Ideal: Std(z) ≈ 1.0 (within 0.9-1.1)

Over-confident (Std(z) > 1.1):

  • Model uncertainties too small

  • Actual errors larger than predicted

  • Risk of over-exploitation in optimization

Under-confident (Std(z) < 0.9):

  • Model uncertainties too large

  • Actual errors smaller than predicted

  • Risk of over-exploration, wasted experiments


Calibration Status Messages

ALchemist automatically interprets Q-Q plot results:

✓ Well-Calibrated

Mean(z) = 0.02, Std(z) = 0.98
Status: ✓ Well-calibrated uncertainties
Action: None needed, model is ready for optimization

Over-Confident

Mean(z) = -0.05, Std(z) = 1.45
Status: Over-confident (model uncertainties too small)
Actions:

  • Apply automatic calibration (built-in)

  • Increase noise parameter

  • Try more flexible kernel (Matern ν=1.5)

  • Collect more training data

Under-Confident

Mean(z) = 0.08, Std(z) = 0.72
Status: Under-confident (model uncertainties too large)
Actions:

  • May be acceptable (conservative is safe)

  • Try less flexible kernel (Matern ν=2.5, RBF)

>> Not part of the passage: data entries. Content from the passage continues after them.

PR #107, opened 2023-09-19
refactor: use new message struct in connection router

cgorenflo:
migrate the connection router to use the new message struct. Needed to introduce some auxiliary conversion functions until the old message structs can be completely eliminated.

### DIFF
--- a/contracts/connection-router/src/contract.rs
+++ b/contracts/connection-router/src/contract.rs
@@ -13,7 +13,7 @@ pub fn instantiate(
     _env: Env,
     _info: MessageInfo,
     msg: InstantiateMsg,
-) -> Result<Response, ContractError> {
+) -> Result<Response, axelar_wasm_std::ContractError> {
     let admin = deps.api.addr_validate(&msg.admin_address)?;
     let governance = deps.api.addr_validate(&msg.governance_address)?;
     CONFIG.save(
@@ -32,7 +32,7 @@ pub fn execute(
     _env: Env,
     info: MessageInfo,
     msg: ExecuteMsg,
-) -> Result<Response, ContractError> {
+) -> Result<Response, axelar_wasm_std::ContractError> {
     match msg {
         ExecuteMsg::RegisterChain {
             chain,
@@ -63,9 +63,11 @@ pub fn execute(
             info,
             msgs.into_iter()
                 .map(Message::try_from)
-                .collect::<Result<Vec<Message>, _>>()?,
+                .collect::<Result<Vec<Message>, _>>()
+                .map_err(axelar_wasm_std::ContractError::from)?,
         ),
     }
+    .map_err(axelar_wasm_std::ContractError::from)
 }
 
 pub mod execute {
--- a/contracts/connection-router/src/contract.rs
+++ b/contracts/connection-router/src/contract.rs
@@ -64,12 +64,12 @@ pub fn execute(
 }
 
 pub mod execute {
-
     use std::vec;
 
-    use axelar_wasm_std::flagset::FlagSet;
     use cosmwasm_std::{Addr, WasmMsg};
     use itertools::Itertools;
+
+    use axelar_wasm_std::flagset::FlagSet;
 
     use crate::state::NewMessage;
     use crate::{
@@ -193,8 +193,7 @@ pub mod execute {
 
         let mut wasm_msgs = vec![];
 
-        for (destination_chain, msgs_by_destination) in
-            &msgs.iter().group_by(|msg| msg.destination_chain.clone())
+        for (destination_chain, msgs) in &msgs.iter().group_by(|msg| msg.destination_chain.clone())
         {
             let destination_chain = chain_endpoints()
                 .may_load(deps.storage, destination_chain)?
@@ -208,9 +207,7 @@ pub mod execute {
 
             wasm_msgs.push(WasmMsg::Execute {
                 contract_addr: destination_chain.gateway.address.to_string(),
-                msg: to_binary(&ExecuteMsg::RouteMessages(
-                    msgs_by_destination.cloned().collect(),
-                ))?,
+                msg: to_binary(&ExecuteMsg::RouteMessages(msgs.cloned().collect()))?,
                 funds: vec![],
             });
         }
--- a/contracts/connection-router/src/contract.rs
+++ b/contracts/connection-router/src/contract.rs
@@ -5,7 +5,7 @@ use cosmwasm_std::{to_binary, Binary, Deps, DepsMut, Env, MessageInfo, Response,
 use crate::error::ContractError;
 use crate::events::{ChainRegistered, RouterInstantiated};
 use crate::msg::{ExecuteMsg, InstantiateMsg, QueryMsg};
-use crate::state::{chain_endpoints, Config, Message, CONFIG};
+use crate::state::{chain_endpoints, Config, CONFIG};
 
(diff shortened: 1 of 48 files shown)


contracts/connection-router/src/events.rs
```diff
@@ -109,46 +101,45 @@ impl From<ChainUnfrozen> for Event {
...
         ]
     }
 }
 
+pub fn make_message_event_new(event_name: &str, msg: NewMessage) -> Event {
+    let attrs: Vec<Attribute> = msg.into();
+    Event::new(event_name).add_attributes(attrs)
+}
+
+#[deprecated(note = "use make_message_event instead")]
```
cgorenflo, line 135:
```suggestion
#[deprecated(note = "use make_message_event_new instead")]
```

contracts/gateway/tests/mock.rs
```diff
@@ -109,7 +109,7 @@ pub fn mock_router_execute(
     match msg {
         connection_router::msg::ExecuteMsg::RouteMessages(msgs) => {
             for msg in msgs {
-                let msg = connection_router::state::Message::try_from(msg)?;
+                let msg: connection_router::state::Message = msg.try_into()?;
```
cgorenflo, line 112:
```suggestion
                let msg = connection_router::state::Message::try_from(msg)?;
```

contracts/connection-router/src/state.rs
```diff
@@ -81,26 +82,61 @@ impl<'a> IndexList<ChainEndpoint> for ChainEndpointIndexes<'a> {
...
 }
 
-// Message represents a message for which the fields have been successfully validated.
-// This should never be supplied by the user.
 #[cw_serde]
 pub struct NewMessage {
-    pub id_on_chain: MessageID, // globally unique
-    pub destination_address: Address,
+    pub id_on_chain: MessageID, // unique per chain
+    pub destination_address: ContractAddress,
```
sammy1991106, line 88: I almost wanna call this `chain_unique_id` or `cuid`, and the other one `cross_chain_unique_id` or `ccuid`.

contracts/connection-router/src/state.rs
```diff
@@ -180,29 +216,29 @@ impl From<Message> for msg::Message {
 }
 
 #[cw_serde]
-pub struct Address(nonempty::String);
+pub struct ContractAddress(nonempty::String);
```
sammy1991106, line 219: Not sure about this rename

contracts/connection-router/src/events.rs
```diff
@@ -109,46 +101,45 @@ impl From<ChainUnfrozen> for Event {
     }
 }
 
+impl From<NewMessage> for Vec<Attribute> {
+    fn from(other: NewMessage) -> Self {
+        vec![
+            ("id", other.id_on_chain).into(),
```
sammy1991106, line 107: Why `other.id_on_chain` here instead of `other.global_id()`?

contracts/connection-router/src/types.rs
```diff
@@ -78,6 +81,66 @@ impl KeyDeserialize for MessageID {
...
+/// cosmwasm cannot serialize tuples, so we need to convert [GlobalMessageId] into a struct
+#[cw_serde]
+struct GlobalMessageIdSerde {
+    chain_name: ChainName,
+    message_id: MessageID,
+}
+
+#[cw_serde]
+#[serde(from = "GlobalMessageIdSerde", into = "GlobalMessageIdSerde")]
+pub struct GlobalMessageId(ChainName, MessageID);
```
sammy1991106, line 93: Why not define these types in state.rs?

contracts/connection-router/src/state.rs
```diff
@@ -81,26 +82,61 @@ impl<'a> IndexList<ChainEndpoint> for ChainEndpointIndexes<'a> {
     }
 }
 
-// Message represents a message for which the fields have been successfully validated.
-// This should never be supplied by the user.
 #[cw_serde]
 pub struct NewMessage {
-    pub id_on_chain: MessageID, // globally unique
-    pub destination_address: Address,
+    pub id_on_chain: MessageID, // unique per chain
```
cjcobb23, line 87: Are we changing this to be only unique per chain now?

contracts/connection-router/src/state.rs
```diff
@@ -81,26 +82,61 @@ impl<'a> IndexList<ChainEndpoint> for ChainEndpointIndexes<'a> {
...
+    pub destination_address: ContractAddress,
     pub destination_chain: ChainName,
     pub source_chain: ChainName,
-    pub source_address: Address,
+    pub source_address: ContractAddress,
```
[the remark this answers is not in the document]
cgorenflo: I was going back and forth on this. It's just that cosmwasm already has an `Addr`, so I wanted to have a clearer distinction. But I'm fine with going back to `Address`

contracts/connection-router/src/state.rs
cgorenflo: I like `chain_unique_id`. I wouldn't go with acronyms when it's not clear what they stand for 😆

contracts/connection-router/src/events.rs
cgorenflo: As far as I can tell, the global ID is only important for us internally to guarantee uniqueness, it's not a property txs usually care about. Also, the chain data would be duplicated, that's more places data can get mangled. So I'd rather have this be the json representation of the message. In fact, it would be ideal if we could do something like `serde_json::to_string(message).to_attributes()`, but that would require parsing the string

contracts/connection-router/src/types.rs
cgorenflo: I think I defined the GlobalMessageId where the MessageID was defined, so that happened to be `types.rs`. I'd like to get rid of this catchall file entirely, but didn't want to put that in the same PR

contracts/connection-router/src/state.rs
cgorenflo: I strongly advocate for it for the following reasons:
- with the global id, the original producer is tied to the inner state checks of our contracts, because it needs to know to create this global id, instead of just putting the unique id it gets from the chain
- because source_chain and id can possibly clash, you can either guarantee safety of the type by making id private and only providing setters/getters (making it awkward to create) or making it easy to create messages but losing safety
- the global id is easily derived. As a bonus, the id is now responsible for it's own representation and acts as a composite key, so we can actually iterate over all messages of a particular chain if we need to

contracts/connection-router/src/contract.rs
```diff
@@ -194,22 +187,17 @@ pub mod execute {
...
-                .or_default()
-                .push(msg.clone().into());
+        if msgs.iter().any(|msg| msg.source_chain != source_chain.name) {
+            return Err(ContractError::WrongSourceChain);
         }
 
         let mut wasm_msgs = vec![];
-        for (destination_chain, msgs) in msgs_by_destination {
+
+        for (destination_chain, msgs_by_destination) in
```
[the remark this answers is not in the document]
sammy1991106: `msgs_of_destination` then

contracts/connection-router/src/state.rs
cjcobb23: I would actually call this `source_chain_id` or something with source_chain, to make it clear this is an id from the source chain

cjcobb23 (approved):

sammy1991106 (approved):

  • Reduce explicit noise values

  • Optimize kernel hyperparameters more aggressively

🔴 Systematic Bias

Mean(z) = 0.45, Std(z) = 1.02
Status: 🔴 Systematic bias (consistent under-prediction)
Actions:

  • Critical issue requiring attention

  • Check data units and scaling

  • Verify preprocessing steps

  • Consider different kernel family

  • Investigate data quality


Sample Size Considerations

Small Datasets (N < 30)

  • High variability expected

  • Wider confidence bands

  • Don't over-interpret moderate deviations

  • Focus on overall trend rather than exact values

Medium Datasets (30 < N < 100)

  • Moderate reliability

  • Confidence bands still shown

  • Deviations >0.2 in Std(z) indicate issues

  • Patterns become meaningful

Large Datasets (N > 100)

  • High confidence in assessment

  • No confidence bands (not needed)

  • Even small deviations meaningful

  • Std(z) should be within 0.95-1.05


Automatic Calibration in ALchemist

When miscalibration is detected, ALchemist automatically applies correction:

Calibration Process:

  1. Calculate Std(z) from cross-validation
  2. Use as scaling factor: \(\sigma_{\text{calibrated}} = \sigma_{\text{raw}} \times \text{Std}(z)\)
  3. Apply to future predictions

Effect:

  • Std(z) = 1.5 → Future uncertainties scaled up 1.5×

  • Std(z) = 0.7 → Future uncertainties scaled down 0.7×

  • Brings model toward better calibration

Toggle:

  • Compare calibrated vs uncalibrated in visualization panel

  • See immediate impact of calibration

  • Verify improvement in Q-Q plot


Common Patterns and Solutions

Pattern: S-curve (Sigmoid Shape)

What it means: Heavier tails than normal distribution
Actions: Check for outliers, consider robust scaling

Pattern: Points Fan Out at Extremes

What it means: Heteroscedastic errors (variance changes)
Actions: Try log transform on outputs, check data range

Pattern: Multiple Clusters

What it means: Multiple modes or subpopulations
Actions: Check for categorical effects, investigate data stratification

Pattern: Systematic Curve but Std(z) ≈ 1

What it means: Non-normal but correct variance
Actions: Usually acceptable, functional form is more important


Integration with Bayesian Optimization

Q-Q plot calibration directly impacts optimization:

Expected Improvement (EI)

  • Relies on σ for exploration/exploitation balance

  • Over-confident → premature convergence

  • Under-confident → excessive exploration

Upper Confidence Bound (UCB)

  • Uses σ directly in formula: UCB = μ + κσ

  • Miscalibration affects all decisions

  • Calibrated σ ensures optimal trade-off

Probability of Improvement (PI)

  • Depends on σ for probability calculation

  • Correct calibration critical for thresholds

Bottom line: Well-calibrated uncertainty is essential for efficient optimization.


Troubleshooting

ALchemist's automatic calibration (enabled by default) handles most calibration issues. For over-confident models (Std(z) > 1.3), try a more flexible kernel like Matern ν=1.5. For under-confident models (Std(z) < 0.7), this is often acceptable as it's conservative. If Mean(z) shows significant bias, check the parity plot for systematic patterns.


Further Reading


Key Takeaway: The Q-Q plot reveals whether your model "knows what it doesn't know." Well-calibrated uncertainty is as important as accurate predictions for successful Bayesian optimization.